#### DATASET RECORDS
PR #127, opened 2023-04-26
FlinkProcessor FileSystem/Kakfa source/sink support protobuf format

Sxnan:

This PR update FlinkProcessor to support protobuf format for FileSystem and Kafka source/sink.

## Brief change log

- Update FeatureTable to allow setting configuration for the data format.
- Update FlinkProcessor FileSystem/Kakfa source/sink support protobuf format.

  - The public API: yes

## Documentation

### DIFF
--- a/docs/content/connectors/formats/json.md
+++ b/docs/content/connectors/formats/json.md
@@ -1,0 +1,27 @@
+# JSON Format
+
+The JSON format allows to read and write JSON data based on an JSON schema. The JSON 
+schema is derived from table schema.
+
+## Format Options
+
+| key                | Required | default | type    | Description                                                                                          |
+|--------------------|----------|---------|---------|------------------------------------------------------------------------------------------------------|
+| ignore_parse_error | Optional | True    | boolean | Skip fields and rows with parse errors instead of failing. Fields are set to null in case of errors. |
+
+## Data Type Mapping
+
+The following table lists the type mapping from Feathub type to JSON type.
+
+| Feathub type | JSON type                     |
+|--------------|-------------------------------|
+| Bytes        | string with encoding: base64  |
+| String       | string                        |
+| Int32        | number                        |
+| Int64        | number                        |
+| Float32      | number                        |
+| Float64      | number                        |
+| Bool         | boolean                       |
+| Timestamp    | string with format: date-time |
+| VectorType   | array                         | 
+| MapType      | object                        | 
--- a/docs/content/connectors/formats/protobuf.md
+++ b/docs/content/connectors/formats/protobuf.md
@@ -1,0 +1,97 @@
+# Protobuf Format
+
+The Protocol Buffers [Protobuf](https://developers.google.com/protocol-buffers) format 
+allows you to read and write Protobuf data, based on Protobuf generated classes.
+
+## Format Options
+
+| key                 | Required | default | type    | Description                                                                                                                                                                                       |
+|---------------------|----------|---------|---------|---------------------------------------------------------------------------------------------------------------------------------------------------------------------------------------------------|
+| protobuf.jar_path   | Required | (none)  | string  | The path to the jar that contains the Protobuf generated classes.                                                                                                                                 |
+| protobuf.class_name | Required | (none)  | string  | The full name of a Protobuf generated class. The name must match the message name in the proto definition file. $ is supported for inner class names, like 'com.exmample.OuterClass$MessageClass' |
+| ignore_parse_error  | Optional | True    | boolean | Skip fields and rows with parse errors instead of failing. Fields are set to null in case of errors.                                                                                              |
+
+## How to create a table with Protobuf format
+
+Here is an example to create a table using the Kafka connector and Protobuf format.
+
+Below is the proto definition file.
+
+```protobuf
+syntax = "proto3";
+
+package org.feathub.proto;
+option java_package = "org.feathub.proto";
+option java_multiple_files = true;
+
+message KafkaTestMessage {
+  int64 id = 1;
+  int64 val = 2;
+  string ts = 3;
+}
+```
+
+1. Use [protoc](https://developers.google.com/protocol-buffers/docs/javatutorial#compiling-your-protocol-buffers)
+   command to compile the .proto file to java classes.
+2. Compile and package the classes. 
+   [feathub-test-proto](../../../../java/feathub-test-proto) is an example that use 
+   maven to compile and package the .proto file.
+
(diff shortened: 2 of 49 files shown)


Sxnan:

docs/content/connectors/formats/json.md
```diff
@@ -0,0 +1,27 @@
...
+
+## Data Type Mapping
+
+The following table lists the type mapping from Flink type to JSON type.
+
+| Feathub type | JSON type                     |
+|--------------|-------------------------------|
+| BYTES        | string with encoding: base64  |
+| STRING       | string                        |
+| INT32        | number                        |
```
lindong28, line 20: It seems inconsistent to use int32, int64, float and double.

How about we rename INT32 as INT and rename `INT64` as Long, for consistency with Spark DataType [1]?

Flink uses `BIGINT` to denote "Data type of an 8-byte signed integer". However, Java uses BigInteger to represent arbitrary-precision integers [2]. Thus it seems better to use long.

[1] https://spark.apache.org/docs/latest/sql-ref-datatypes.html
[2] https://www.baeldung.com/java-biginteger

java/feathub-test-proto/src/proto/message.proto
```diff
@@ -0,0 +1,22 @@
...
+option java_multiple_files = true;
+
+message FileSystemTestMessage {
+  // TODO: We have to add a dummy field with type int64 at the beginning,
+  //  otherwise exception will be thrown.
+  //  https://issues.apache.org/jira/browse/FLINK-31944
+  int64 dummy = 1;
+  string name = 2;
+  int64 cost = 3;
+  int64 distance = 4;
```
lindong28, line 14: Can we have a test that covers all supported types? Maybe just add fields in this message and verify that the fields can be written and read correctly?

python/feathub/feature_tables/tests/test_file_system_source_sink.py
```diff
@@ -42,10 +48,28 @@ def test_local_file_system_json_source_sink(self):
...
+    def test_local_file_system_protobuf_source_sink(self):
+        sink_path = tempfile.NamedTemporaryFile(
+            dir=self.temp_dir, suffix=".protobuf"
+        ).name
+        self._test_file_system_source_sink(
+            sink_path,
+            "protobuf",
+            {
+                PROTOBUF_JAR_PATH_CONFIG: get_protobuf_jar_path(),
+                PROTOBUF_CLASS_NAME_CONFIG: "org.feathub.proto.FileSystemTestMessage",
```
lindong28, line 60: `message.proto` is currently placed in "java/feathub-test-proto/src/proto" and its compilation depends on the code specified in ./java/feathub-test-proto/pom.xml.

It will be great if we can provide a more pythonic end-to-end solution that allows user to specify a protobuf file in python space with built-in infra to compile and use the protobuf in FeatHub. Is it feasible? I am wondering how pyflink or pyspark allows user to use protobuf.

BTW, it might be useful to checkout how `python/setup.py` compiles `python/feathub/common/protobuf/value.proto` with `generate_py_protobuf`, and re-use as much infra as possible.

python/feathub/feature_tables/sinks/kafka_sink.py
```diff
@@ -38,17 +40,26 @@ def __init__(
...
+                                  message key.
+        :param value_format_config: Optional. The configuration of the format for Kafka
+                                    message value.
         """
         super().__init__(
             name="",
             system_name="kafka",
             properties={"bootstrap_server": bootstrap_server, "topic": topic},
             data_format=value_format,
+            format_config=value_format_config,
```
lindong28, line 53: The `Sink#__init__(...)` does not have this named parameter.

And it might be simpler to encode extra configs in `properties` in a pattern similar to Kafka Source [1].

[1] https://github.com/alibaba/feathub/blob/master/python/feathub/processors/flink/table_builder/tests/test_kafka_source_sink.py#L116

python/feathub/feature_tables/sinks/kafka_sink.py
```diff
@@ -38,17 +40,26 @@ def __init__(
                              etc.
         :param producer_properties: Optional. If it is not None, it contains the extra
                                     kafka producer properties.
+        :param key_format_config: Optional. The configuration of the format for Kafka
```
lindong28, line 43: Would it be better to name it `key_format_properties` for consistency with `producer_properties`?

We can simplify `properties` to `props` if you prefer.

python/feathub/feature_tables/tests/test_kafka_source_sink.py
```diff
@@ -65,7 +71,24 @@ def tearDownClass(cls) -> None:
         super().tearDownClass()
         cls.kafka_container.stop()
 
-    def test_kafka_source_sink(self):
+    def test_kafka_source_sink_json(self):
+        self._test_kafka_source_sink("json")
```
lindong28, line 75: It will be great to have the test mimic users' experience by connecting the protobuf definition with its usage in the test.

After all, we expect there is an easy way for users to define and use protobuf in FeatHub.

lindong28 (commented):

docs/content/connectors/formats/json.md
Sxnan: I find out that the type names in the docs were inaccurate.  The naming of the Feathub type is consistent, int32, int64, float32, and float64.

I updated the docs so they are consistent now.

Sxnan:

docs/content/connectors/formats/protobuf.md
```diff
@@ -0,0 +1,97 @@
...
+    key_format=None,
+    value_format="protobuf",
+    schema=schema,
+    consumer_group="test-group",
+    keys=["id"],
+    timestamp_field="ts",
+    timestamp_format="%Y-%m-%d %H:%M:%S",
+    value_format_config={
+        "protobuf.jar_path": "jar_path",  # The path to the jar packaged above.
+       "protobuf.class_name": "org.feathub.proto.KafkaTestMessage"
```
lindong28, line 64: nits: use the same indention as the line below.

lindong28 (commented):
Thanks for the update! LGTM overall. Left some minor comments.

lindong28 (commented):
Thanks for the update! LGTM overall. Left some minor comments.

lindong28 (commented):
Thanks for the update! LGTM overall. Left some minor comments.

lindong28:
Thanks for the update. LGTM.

#### INSTRUCTIONS FOR THE TASK
Check each line of the listing above. Copy it if it holds the string "encoding".

#### EXERCISE RESULT
+| Bytes        | string with encoding: base64  |
+| BYTES        | string with encoding: base64  |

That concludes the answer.